Susie Snyder, a nuclear disarmament program manager at PAX, an advocacy group devoted to a nuclear free world, said Washington has faced setbacks in its diplomatic campaign. On Oct. 18, Wood pressed his case to African ambassadors behind closed doors at the U.N. to oppose the resolution. In the days following that meeting, four African countries — Angola, Guinea-Bissau, Liberia, and Sierra Leone — agreed to co-sponsor the resolution, bringing the number of co-sponsors to 44, she said.
“The arguments used by the U.S. against a ban treaty are just scare-mongering and threats,” she told FP. “The really interesting thing is that their efforts are backfiring.”

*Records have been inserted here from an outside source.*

PR #2086, opened 2025-05-04
Stav/remove test compare to python vm

Stavbe:
Initially, we planned to fill holes only in the memory used for prover_input_info, but we realized it would be better for Stone to receive a memory file without holes as well —since this they are already computed by the VM.
Therefore, we no longer intend to compare the memory against the Python VM’s memory, as they will not be identical.

- - -
This change is [Reviewable](https://reviewable.io/reviews/lambdaclass/cairo-vm/2086)

### DIFF
--- a/vm/src/tests/compare_factorial_outputs_all_layouts.sh
+++ b/vm/src/tests/compare_factorial_outputs_all_layouts.sh
@@ -21,15 +21,6 @@ for layout in "plain" "small" "dex" "recursive" "starknet" "starknet_with_keccak
     else
         passed_tests=$((passed_tests + 1))
     fi
-    # Compare memory
-    echo "Running memory comparison for layout $layout"
-    if ! ./vm/src/tests/memory_comparator.py factorial_rs.memory factorial_py.memory; then
-        echo "Memory differs for layout $layout"
-        exit_code=1
-        failed_tests=$((failed_tests + 1))
-    else
-        passed_tests=$((passed_tests + 1))
-    fi
     # Compare air public input
     echo "Running air public input  comparison for layout $layout"
     if ! ./vm/src/tests/air_public_input_comparator.py factorial_rs.air_public_input factorial_py.air_public_input; then
--- a/vm/src/tests/compare_outputs_dynamic_layouts.sh
+++ b/vm/src/tests/compare_outputs_dynamic_layouts.sh
@@ -207,15 +207,6 @@ for case in "${CASES[@]}"; do
         passed_tests=$((passed_tests + 1))
     fi
 
-    # Compare memory
-    echo "Running memory comparison for case: $case"
-    if ! ./vm/src/tests/memory_comparator.py program_rs.memory program_py.memory; then
-        echo "Memory differs for case: $case"
-        exit_code=1
-        failed_tests=$((failed_tests + 1))
-    else
-        passed_tests=$((passed_tests + 1))
-    fi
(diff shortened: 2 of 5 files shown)


JulianGCalderon:
Hi @Stavbe!

Is there a way to keep the memory comparison anyway? Comparing with cairo-lang is a great way for testing the Cairo VM, and ensuring that we don't break compatibility.

We came up with two solutions:
- Add support for both unfilled and filled memory (maybe with a flag `--unfilled-memory`). That way, we can keep the memory comparisons. The flag `--memory` would output the filled memory (incompatible with cairo-lang).
- Sync these changes with cairo-lang, so that cairo-lang also fills memory. That way we can update the VM behaviour, but still compare the results to cairo-lang.

JulianGCalderon:
Another alternative could be to add a script that fills the memory holes when necessary, and leaving the VM output without holes. Would this work?

DavidLevitGurevich (approved):
:lgtm:

> Reviewed 6 of 6 files at r1, all commit messages.
> *[Reviewable](https://reviewable.io/reviews/lambdaclass/cairo-vm/2086#-:-OQ8POEr7Pk1u4Lv038m:bnfp4nl)* status: <span>:shipit:</span> complete! all files reviewed, all discussions resolved (waiting on @Stavbe)

Stavbe (commented):
Hi @JulianGCalderon,  
We moved the hole-filling logic to run only in proof mode, so I updated this PR to perform memory comparison checks only in the other cases.

> *[Reviewable](https://reviewable.io/reviews/lambdaclass/cairo-vm/2086#-:-OQJL5ON7PsFrQAvhUaT:b-o8381s)* status: 1 of 7 files reviewed, 2 unresolved discussions (waiting on @DavidLevitGurevich and @Stavbe)

___
*[`vm/src/tests/compare_outputs_dynamic_layouts.sh` line 197 at r3](https://reviewable.io/reviews/lambdaclass/cairo-vm/2086#-OQJMsLM8iONL1URLhE5:-OQJMsLM8iONL1URLhE6:bgpgpfo) ([raw file](https://github.com/lambdaclass/cairo-vm/blob/69efbc594c32ea3adfe4c241cbfb2f5ab2c24731/vm/src/tests/compare_outputs_dynamic_layouts.sh#L197)):*
> ```Shell
>     echo "Running cairo-lang with case: $case"
>     cairo-run --program "$full_program" \
>         --layout "dynamic" --cairo_layout_params_file "$full_layout" --proof_mode \
> ```

proof mode
___
*[`vm/src/tests/compare_factorial_outputs_all_layouts.sh` line 14 at r3](https://reviewable.io/reviews/lambdaclass/cairo-vm/2086#-OQJMqT46wQ0E4mdRd_a:-OQJMqT46wQ0E4mdRd_b:bgpgpfo) ([raw file](https://github.com/lambdaclass/cairo-vm/blob/69efbc594c32ea3adfe4c241cbfb2f5ab2c24731/vm/src/tests/compare_factorial_outputs_all_layouts.sh#L14)):*
> ```Shell
>     # Run cairo_lang
>     echo "Running cairo_lang with layout $layout"
>     cairo-run --layout $layout --proof_mode  --program $factorial_compiled --trace_file factorial_py.trace --memory_file factorial_py.memory --air_public_input factorial_py.air_public_input --air_private_input factorial_py.air_private_input
> ```

proof mode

Despite plentiful apparent support for the resolution, the United States and its nuclear peers hope to peel off enough support to persuade the sponsors to withdraw it, or at least slow the momentum for a ban.
Washington has pressured treaty allies, including Japan and South Korea and fellow NATO members Norway and the Netherlands, to vote against the resolution. U.S. diplomats say a yes vote by NATO members would be “incompatible” with their obligations as members of the alliance, according to a senior European diplomat. The diplomat, who spoke on condition of anonymity, said Washington has warned states considering voting in favor of the resolution that a ban could jeopardize defense arrangements with allies around the globe.
The diplomatic pressure has fallen heavily on the Netherlands, a stalwart NATO ally whose Parliament strongly supports a nuclear weapons ban. Europeans outside of NATO, like Sweden, are also facing pressure to vote no or at least abstain. But Sweden, which participates in a number of cooperation agreements with the alliance, has vowed to vote yes on the resolution. Norway and Japan, meanwhile, are said to be on the fence. But officials say Washington has gained ground with its close allies, including the vast majority of NATO members, which are expected to vote no.
“The Americans are tough,” the diplomat added. “They are saying, ‘You can’t do anything else but vote no, because you are part of an alliance. It would be completely incompatible and irresponsible to support that [ban]. It’s a threat to the core of our security doctrine.’”
Photo credit: ANDREW HARRER/Pool/Getty Images
Correction, October 23, 2016: North Korea withdrew from the Nuclear Non Proliferation Treaty in 2003. An earlier version incorrectly stated that North Korea had never ratified the nuclear treaty. In the 1970s, Brazil launched a program to explore the possibility of developing a nuclear weapon. An earlier version incorrectly stated that Brazil had developed nuclear weapons.